(Collected data entries)
——
PR #118, opened 2025-02-10
Multi-LLM Refinement Pipeline for Query Output Validation

mdr223:
## Summary of PR

This PR contains the work to add a new `CriticConvert` physical operator to PZ. At a high-level, this operator runs a bonded convert, and then asks a critic model if the answer produced by the bonded convert can be improved upon. The original output and the critique are then fed into a refinement model, which produces the improved output.

The work to implement this includes:
1. Defining the physical operator in `src/palimpzest/query/operators/critique_and_refine_convert.py`
2. Adding an implementation rule for this physical operator in `src/palimpzest/query/optimizer/rules.py`
3. Adding boolean flag(s) to enable allowing / disallowing this physical optimization
4. Adding base prompts for the critique and refinement generations

One other change which this work spawned was an attempt to improve the management and construction of our prompts -- and to decouple this logic from the `BaseGenerator` class. On the management side, I split our single `prompts.py` file into a set of files. On the construction side, I created a `PromptFactory` class which templates prompts based on the `prompt_strategy` and input record.

The `PromptFactory` is not a perfect solution, but I think it is a step in the right direction.

Finally, I fixed an error which previously filtered out `RAGConvert` operators from being considered by the `Optimizer`, and I made 2-3 more miscellaneous small tweaks.


src/palimpzest/prompts/prompt_factory.py
```diff
@@ -0,0 +1,721 @@
...
+            while total_context_len * TOKENS_PER_CHARACTER > 6000:
+                # sort fields by length
+                field_lengths = [(field, len(value)) for field, value in context.items()]
+                sorted_fields = sorted(field_lengths, key=lambda item: item[1], reverse=True)
+
+                # get field with longest context
+                longest_field_name, longest_field_length = sorted_fields[0]
+
+                # trim the field
+                context_factor =  6000.0 / (total_context_len * TOKENS_PER_CHARACTER)
```
chjuncn, line 140: Can you add a todo for chunking so that we don't need to do trim here? 

I feel silently trimming information is not ideal, if we can add information somewhere saying we're trimming would be great before we do chunking. But if it's not easy to do, that's fine.

src/palimpzest/query/operators/critique_and_refine_convert.py
```diff
@@ -0,0 +1,112 @@
...
+
+    def __str__(self):
+        op = super().__str__()
+        op += f"    Critic Model: {self.critic_model}\n"
+        op += f"    Critic Prompt Strategy: {self.critic_prompt_strategy}\n"
+        op += f"    Refine Model: {self.refine_model}\n"
+        op += f"    Refinement Prompt Strategy: {self.refinement_prompt_strategy}\n"
+        return op
+
+    def get_id_params(self):
```
chjuncn, line 49: This is not really related to this PR, but I feel get_id_params is confusing to me. Why not just provide get_id() or id() or or universal_id()? 

Generally, I see we have ids in different places, universal_id, id, and so on, and think they're not intuitive to understand. Maybe we should revisit these id generators or naming sometime, creating an issue should be good enough.

src/palimpzest/query/optimizer/rules.py
```diff
@@ -649,6 +650,97 @@ def substitute(cls, logical_expression: LogicalExpression, **physical_op_params)
...
+            # 1. this is a pure vision model and we're not doing an image conversion, or
+            # 2. this is a pure text model and we're doing an image conversion, or
+            # 3. this is a vision model hosted by Together (i.e. LLAMA3_V) and there is more than one image field
+            first_criteria = model in pure_vision_models and not is_image_conversion
+            second_criteria = model in pure_text_models and is_image_conversion
+            third_criteria = model == Model.LLAMA3_V and (num_image_fields > 1 or list_image_field)
+            if first_criteria or second_criteria or third_criteria:
+                continue
+
+            models.append(model)
```
chjuncn, line 716: Probably add a todo: centralize model selection or filtering in a new class or util, we don't need to expose such detail in this level of class.

This comment is from line681.

src/palimpzest/query/optimizer/rules.py
```diff
@@ -649,6 +650,97 @@ def substitute(cls, logical_expression: LogicalExpression, **physical_op_params)
 
         return set(physical_expressions)
 
+class CriticConvertRule(ImplementationRule):
```
chjuncn, line 653: Add a todo: Many ConverRule share same set of code, consider to reduce code duplication.

src/palimpzest/query/optimizer/rules.py
```diff
@@ -649,6 +650,97 @@ def substitute(cls, logical_expression: LogicalExpression, **physical_op_params)
...
+            if first_criteria or second_criteria or third_criteria:
+                continue
+
+            models.append(model)
+
+        # construct CriticConvert operations for every combination of model, critic model, and refinement model
+        physical_expressions = []
+        for model in models:
+            for critic_model in models:
+                for refine_model in models:
```
chjuncn, line 722: Related to previous comment: 

The current candidate generation is brute-force solution. From the latest research we can see some models are better to be refine, and others are better for critic, so I'm imagining ModelSelection could be a new class, we will have different model selections for different cases. For example, different convertRule will have different model selection strategy, and this kind of detail could be in happen in a function instead of spreading here. 

Adding a todo is good enough for now.

chjuncn:
The prompt_factory design definitely is better than before, the generator is clearer than before. Thank you! I think it's good enough for now, if we see more advanced requirements for prompts in the future, we could extract more things from the factory, but now we're good. 

I give some design comments on the files I see, and adding todos or creating new issues is good enough, I don't expect we resolve that in this PR.

# Open Question
One question for us to think for adding new Physicalop: For example, when we add a new converter physicalOp, can we add unit tests for: 1. this converter will be sure selected or not selected in some cases? 2. This converter is using the expected models and reduce the right results? 

Adding new unit test for new rule or new Physicalop should be considered, but I don't want to block this PR by this, so adding unit tests should be following PRs.

# What I didn't do in this review:
1. didn't check details for each *prompts.py
2. didn't run tests to make sure there is no regression
3. didn't make sure if the `CriticConvert`  works as expected.  If you have done the experiments for this converter, can you report metrics like: when this converter will be selected usually? how long users get final output in general? or other information that you think is useful for users to know this converter in general. Adding these metrics as comments in `critique_and_refine_convert.py` is good enough.

If you expect me to do these tests, please let me know.

src/palimpzest/prompts/prompt_factory.py
```diff
@@ -0,0 +1,721 @@
...
+
+        # TODO: this does not work for image prompts
+        # TODO: this ignores the size of the `orignal_messages` in critique and refine prompts
+        # cut down on context based on window length
+        if self.model in [Model.LLAMA3, Model.MIXTRAL]:
+            total_context_len = len(json.dumps(context, indent=2))
+
+            # sort fields by length and progressively strip from the longest field until it is short enough;
+            # NOTE: 6000 is a rough estimate which leaves room for the rest of the prompt text
+            while total_context_len * TOKENS_PER_CHARACTER > 6000:
```
sivaprasadsudhir, line 131: nit: Can you make this 6000 a constant (or at least a variable)?

src/palimpzest/query/operators/critique_and_refine_convert.py
```diff
@@ -0,0 +1,112 @@
...
+from palimpzest.core.data.dataclasses import GenerationStats, OperatorCostEstimates
+from palimpzest.core.elements.records import DataRecord
+from palimpzest.query.generators.generators import generator_factory
+from palimpzest.query.operators.convert import LLMConvert
+
+# TYPE DEFINITIONS
+FieldName = str
+
+
+class CriticConvert(LLMConvert):
```
sivaprasadsudhir, line 15: nit: can we rename this to CriticAndRefineConvert?

sivaprasadsudhir (approved):

src/palimpzest/query/operators/critique_and_refine_convert.py
mdr223: Great question! The `get_id_params()`, `get_op_params()`, and `universal_identifier()` are not well documented, but they all play an important (and distinct) role in PZ. I'd like to take this opportunity to expand on their purpose(s) as they relate to the Optimizer, and maybe as a group we can come up with a better approach that is slightly less opaque.

At a very high-level, the Optimizer's job is to find the best physical plan for a user program. To do this, we follow a recipe that looks something like the following:

1. Convert the user program to a (set of) logical plan(s)
2. Convert those logical plan(s) into a set of physical plans
3. Cost the physical plans and return the best one

While this sounds simple, there are a lot of implementation details that you need to get right. One such detail is determining whether two physical operators across two different physical plans are actually the same operator. 

Why is this important? Currently in PZ, our cost model is built around sampled data. As the number of physical operators grows, it becomes expensive to sample every physical operator (let alone every physical plan) to get high quality cost, runtime, and quality information. Thus, in an effort to be economical with our samples, we need to re-use the cost information gathered about a physical operator in one plan and apply it to that operator in other plans. (This of course rests on an assumption that operator performance is independent of its placement within a plan -- which is not always true -- but for now this is an assumption I am willing to make).

To illustrate this^ point, consider the following two plans:

Plan 1: scan --> convert A1 --> filter B1
Plan 2: scan --> convert A2 --> filter B2
Plan 3: scan --> filter B1 --> convert A1
Plan 4: scan --> filter B2 --> convert A1

Let's say that we sample Plans 1 and 2 by processing a few inputs with each plan. Now, without having sampled Plans 3 and 4, we want to produce a cost estimate for them. Let's assume our cost model for Plans 3 and 4 is:
```
plan_dollar_cost = sum([op.cost for op in plan])
plan_runtime = sum([op.runtime for op in plan])
plan_quality = product([op.quality for op in plan])
```
(I realize that this^ cost model is not perfect, but let's just assume it is our cost model of choice for now.)

When we sample Plans 1 and 2, we compute the average cost, runtime, and quality of each operator and use this as our estimate for that operator. We store this information in a dictionary:
```
operator_to_stats = {
  "convert_A1_physical_op_id": {"cost": 1.0, "runtime": 2.0, "quality": 0.5, "selectivity": 1.0},
  "convert_A2_physical_op_id": {"cost": 1.5", "runtime": 4.0, "quality": 0.9, "selectivity": 1.0},
  "filter_B1_physical_op_id": {"cost": 0.75, "runtime": 0.5, "quality": 0.8, "selectivity": 0.3},
  "filter_B2_physical_op_id": {"cost": 2.75, "runtime": 0.7, "quality": 0.9, "selectivity": 0.4},
}
```
Now, to estimate Plan 3 using our cost model above, we simply need to compute:

```
plan3_dollar_cost = sum([operator_to_stats[op.get_op_id()]["cost"] for op in plan3])
plan3_runtime = sum([operator_to_stats[op.get_op_id()]["runtime"] for op in plan3])
plan3_quality = product([operator_to_stats[op.get_op_id()]["quality"] for op in plan3])
```

**Here's the key issue: in order for `operator_to_stats[op.get_op_id()]` to lookup the correct entry in the dictionary, it must be the case that `op.get_op_id()` is:**

1. **Independent of the operator's location in the plan**
2. **Dependent on the setting of the operator's parameters**

Criteria (1.) implies that `op.get_op_id()` cannot be a function of:

1. the `op_id` of the parent operator
2. the `input_schema` of the operator, and
3. the `output_schema` of the operator, as `sem_add_columns()` now computes `output_schema = self.schema.union(output_schema)` (i.e. it also contains the input schema's fields in order to accurately reflect the schema of a `DataRecord` after being processed by that operator).

Criteria (2.) implies that we still need to specify which of an operator's parameters make that operator **unique** in the eyes of our optimization. For example, the `target_cache_id` cannot make a physical operator unique, because it is a function of the parent operator's `target_cache_id` (which violates criteria (1.)).

As a result of this^, the approach I settled on was to have each subclass of `PhysicalOperator` define the set of parameters make that operator **unique**. These should not include things like `input_schema`, `output_schema`, and `target_cache_id`, but they should include things like `model`, `filter`, `agg_func`, etc. **This is the purpose that `get_id_params()` serves. Its output is a dictionary containing these unique key-value pairs for each physical operator.**

On the one hand, this approach places a burden on the PZ developer because it requires them to implement this dictionary for each new physical operator that they create. One might be tempted to instead enumerate the set of physical operator parameters which should NOT be included (e.g. `input_schema`, `output_schema`, `target_cache_id`, etc.) and compute an operator's `get_id_params()` as the set of all `kwargs` which are not in this disallowed list. However, with this^ approach we still need someone (the developer or PR reviewer) to check whether a parameter of the new physical operator needs to be added to the disallow list.

Personally, I opted for the `get_id_params()` approach (i.e. having the developer explicitly state the unique parameters), because I figured that -- at a minimum -- this would force a new PZ developer to stop and ask "Hey, what should this function return?". In the other approach, I think it's too easy for a new parameter to sneak into the set of unique params without first being added to a disallow list.

Finally, this begs the question:

1. what does `get_op_id()` do?
2. what does `get_logical_op_id()` (and `get_logical_id_params()`) do?
3. what does `get_op_params()` / `get_logical_op_params()` do?
4. and what does `universal_identifier()` / `get_node_uid()` do?

The answers are:

1. `get_op_id()` calls `get_id_params()` and converts the output into a string
2. These are the logical operator equivalents of `get_op_id()` and `get_id_params()`
3. `get_op_params()` / `get_logical_op_params()` returns **the full set of physical / logical** operator parameters for when we need to make a copy of an operator. This ***should*** include parameters like `input_schema`, `output_schema`, etc.
4. There are some cases where we do want a **universally unique identifier for a Dataset / logical operator** (e.g. when computing the `target_cache_id`, or when disambiguating between two identical field names in two different output schemas. `universal_identifier()` computes a hash which includes the parent's `universal_identifier()` (and all `Dataset` parameters), thus this can be used for both `target_cache_id` and field disambiguation.

I hope this^ provides more context on some of these opaque functions within PZ. I do not believe that I have found a perfect implementation, but with this context in mind, maybe we can all come up with a cleaner implementation of these stated goals.

FYI: @sivaprasadsudhir @mikecafarella @vitaglianog @Tranway1

mdr223: Created #126

src/palimpzest/query/optimizer/rules.py
mdr223: Agreed that the logic to find the appropriate (set of) model(s) for many of these rules can be moved into one or more utility functions.

Created #127

src/palimpzest/query/optimizer/rules.py
mdr223: See #127

src/palimpzest/query/optimizer/rules.py
mdr223: I think that what you describe is a good idea: using prior knowledge to limit the subset of models that we consider for various operations (e.g. critiquing or refining).

That being said, at the moment I would like to keep this logic close to each individual rule, rather than abstracting it away from the rules.

My motivation for this viewpoint comes from a talk about the Cascades optimizer in Microsoft SQL Server. In their system, the optimizer needs to consider a space of plans that is orders of magnitude larger than the space of plans we have now. Furthermore, their optimizer needs to return an optimal plan in a much shorter timeframe than we are allowed to (think milliseconds).

How do they accomplish this? The answer is a combination of:

1. aggressive pruning logic (to eliminate entire subtrees in the search), and
2. a lot of heuristics

What you describe (limiting the set of models we consider for critiquing or refining) sounds to me like a good heuristic. In practice, many of our implementation rules will evolve to have heuristics like this one in order to shrink the space of the search.

One challenge this presented in SQL Server was making sure that new heuristics (and new rules) did not create regressions for large sets of queries. What they ultimately did was create a test suite of queries which they ran against the Optimizer. If they added a new rule (or heuristic) and saw the performance regress, then they could investigate the bug.

However, even with a very large test bed, you cannot have full coverage over all possible queries. My fear is that if we abstract the logic for `ModelSelection` into a separate class -- which is shared across all Rules -- and then we update it when we add some new Rule, it is possible that this addition can silently degrade the performance of the existing rules which users have come to rely on.

By tying logic like "what is the set of critic models?" to the `CriticConvertRule` itself, we can more easily isolate any regressions to the new presence of the `CriticConvertRule`, rather than to a change in e.g. `ModelSelection` logic which affects all the Rules which use its logic.

An easy way to do this is to maintain a class attribute at the top of `CriticConvertRule` which enumerates the models that can be use for e.g. critiquing or refining. An example of this is in our `TokenReducedConvertRule`, where our heuristic is that we only need to consider `token_budgets = [0.1, 0.5, 0.9]`.

Thus, my preferred approach to implementing what you describe would be to have something like:
```
class CriticConvertRule(ImplementationRule):
    """
    Implementation rule for the CriticConvert operator.
    """
    critic_models = [...]
    refine_models = [...]

    ...

    @classmethod
    def substitute(cls, ...) -> ...:
        ...
        models = # logic for selecting the initial model

        # construct CriticConvert operations for every combination of model, critic model, and refinement model
        physical_expressions = []
        for model in models:
            for critic_model in cls.critic_models:
                for refine_model in cls.refine_models:
                    ...

        return set(physical_expressions)
```
In addition to the motivations described above, this also makes it easy for other developers to figure out what heuristics have gone into the search space (i.e. they can just read the class attributes at the top of the class).

src/palimpzest/prompts/prompt_factory.py
mdr223: Sure thing!

src/palimpzest/query/operators/critique_and_refine_convert.py
mdr223: Agreed, that is cleaner

mdr223:
I think the following is a very good design goal:
> ## Open Question
> One question for us to think for adding new Physicalop: For example, when we add a new converter physicalOp, can we add unit tests for: 1. this converter will be sure selected or not selected in some cases? 2. This converter is using the expected models and reduce the right results?
I currently have some tests which check for (1.) in some cases -- but it is nowhere near full coverage of our rules. This will require a significant effort to curate test fixtures (and data) which we can run our tests against -- but it is 100% a price worth paying IMO.

sivaprasadsudhir (approved):
Looks good to me.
——
### TASK INSTRUCTIONS
If a line of the data includes the word "details", it counts; give how many lines do, as a bare number.

### ANSWER TO THE EXERCISE
2